According to Men's Fitness, "donuts are 132% more popular here than average," and we have "the 6th highest number of donut outlets per capita." (Is Boston #1?) I can tell you that about twice a month, one of my students brings in delicious glazed donuts for his lovely co-teachers. He is one of my favorites, needless to say.

But surely there is something greater at play here than donuts? My hypothesis is that poverty rates and obesity rates are closely related (though again I must state that I am not the statistician of the household). After some census-searching, this is what I found:
  • According to the U.S. Census, in 2007, the national poverty rate was 12.5%. For Hispanics, the rate was 21.5%.

  • For the city of Houston, the poverty rate was somewhere between 16-21%, depending on which study or graph you read. The Hispanic population of Houston is 41.87%.

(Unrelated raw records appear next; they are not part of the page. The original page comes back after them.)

PR #91, opened 2015-07-09
Inject db configuration instead of datasource

kraman:
Connect to strongloop-internal/scrum-nodeops#409

### DIFF
--- a/test/test-service-external-db.js
+++ b/test/test-service-external-db.js
@@ -1,34 +1,42 @@
 var meshServer = require('../index').meshServer;
 var ServiceManager = require('../index').ServiceManager;
 var SQLite3 = require('loopback-connector-sqlite3');
+var mktmpdir = require('mktmpdir');
 var test = require('tap').test;
+var path = require('path');
 
 test('Service environment variable manipulation', function(t) {
-  var manager = new ServiceManager();
-  var DataSource = require('loopback-datasource-juggler').DataSource;
-  var db = new DataSource(SQLite3);
+  mktmpdir(function(err, dir, done) {
+    t.ifError(err);
+    if (err) return done();
+    t.on('end', done);
 
-  var server = meshServer(manager, null, {
-    db: db
-  });
-  server.set('port', 0);
+    var manager = new ServiceManager();
+    var server = meshServer(manager, null, {
+      db: {
+        connector: SQLite3,
+        file: path.join(dir, 'test.db'),
+      }
+    });
+    server.set('port', 0);
 
-  var Service = null;
+    var Service = null;
 
-  t.test('server setup', function(tt) {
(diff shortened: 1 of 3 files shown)


test/test-service-external-db.js
```diff
@@ -19,7 +18,7 @@ test('Service environment variable manipulation', function(t) {
     server.start(function onStart(err) {
       tt.ifError(err, 'server started successfully');
       Service = server.models.ServerService;
-      tt.equal(Service.dataSource, db);
+      tt.equal(Service.dataSource.connector.name, 'sqlite3');
```
rmg: Can we add an extra assertion here that the _default_ dataSource is not `'sqlite3'` so that if the default every changes this test won't become invalid (and hide bugs)?

rmg:
It's a pretty subtle change.. only one small concern, so LGTM once it is addressed.

test/test-service-external-db.js
kraman: @rmg Not sure what you mean by default dataSource. AFAIK Loopback doesnt have a concept of a default datasource... it has to be explicitly specified in the model-config.json.

kraman:
Waiting for https://github.com/strongloop/loopback-connector-sqlite3/pull/5

kraman:
Also added backward compat which should take care of failing PM builds

rmg:
@slnode test please

test/test-service-external-db.js
rmg: strong-mesh-models will use the memory connector if one isn't given. My concern here is that in the future if the default changes to sqlite3 and the feature for allowing an override breaks, this test will still pass and we won't notice the override is broken.

rmg:
My nit about test paranoia isn't that important. LGTM, once CI comes back green.

rmg:
@kraman seems CI isn't happy about sqlite3.. looks like that missing table again..

kraman:
@slnode test please

kraman:
@slnode test please

test/test-service-external-db.js
```diff
@@ -1,34 +1,41 @@
...
+var mktmpdir = require('mktmpdir');
 var test = require('tap').test;
+var path = require('path');
 
 test('Service environment variable manipulation', function(t) {
-  var manager = new ServiceManager();
-  var DataSource = require('loopback-datasource-juggler').DataSource;
-  var db = new DataSource(SQLite3);
+  mktmpdir(function(err, dir, done) {
+    t.ifError(err);
```
rmg: Should add this so that if mktmpdir fails it doesn't pollute $CWD
```js
if (err) {
  return done();
}
```

rmg:
One small suggestion, otherwise, LGTM.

I'm not saying that all Hispanic people are poor and/or fat, but I think we can agree that when you are poor it is very difficult to afford healthy food. If you work long hours at a low-paying job, it is also probably very difficult to find time to go jogging or the extra money to afford a gym membership. The obsession with being fit is very class-specific.

The American Community Survey lists the national poverty rate at 13.3%. Here are the poverty rates it gives for the other cities:

  • Miami (Congressional District 18) - 17.7%

  • Oklahoma City - 17.4%
  • San Antonio - 18.3%
  • Las Vegas - 11.4%
  • New York City - 18.9%

Okay, Las Vegas is the outlier there. But otherwise, there seems to be a correlation between poverty and obesity.

The fittest city in America, Colorado Springs (Congressional District 5), has a poverty rate of 10.7%, and Minneapolis (Hennepin County) at #2 has a poverty rate of 10.8%.

On an interesting sidenote, 44 out of 61 Texas communities have poverty levels above the national average.

Garrett tells me there are already studies out there that discuss poverty and obesity rates. But sometimes I like to play Malcolm Gladwell and figure it out for myself!

Tuesday, March 10, 2009

Diagnosis: Diagnostician

Today I turned in my application for the educational diagnostician program that the Houston school district offers. It's a two-year program that would teach me how to administer tests and evaluations to students being referred for special education services. It's an opportunity to work one-on-one with children in a variety of schools, and to be a part of multidisciplinary teams that evaluate students and determine what supports they need. I should be called in for an interview within the next month. Wish me luck! I could be the next Dr. House. But in a school, not a hospital. Now where is that cane of mine?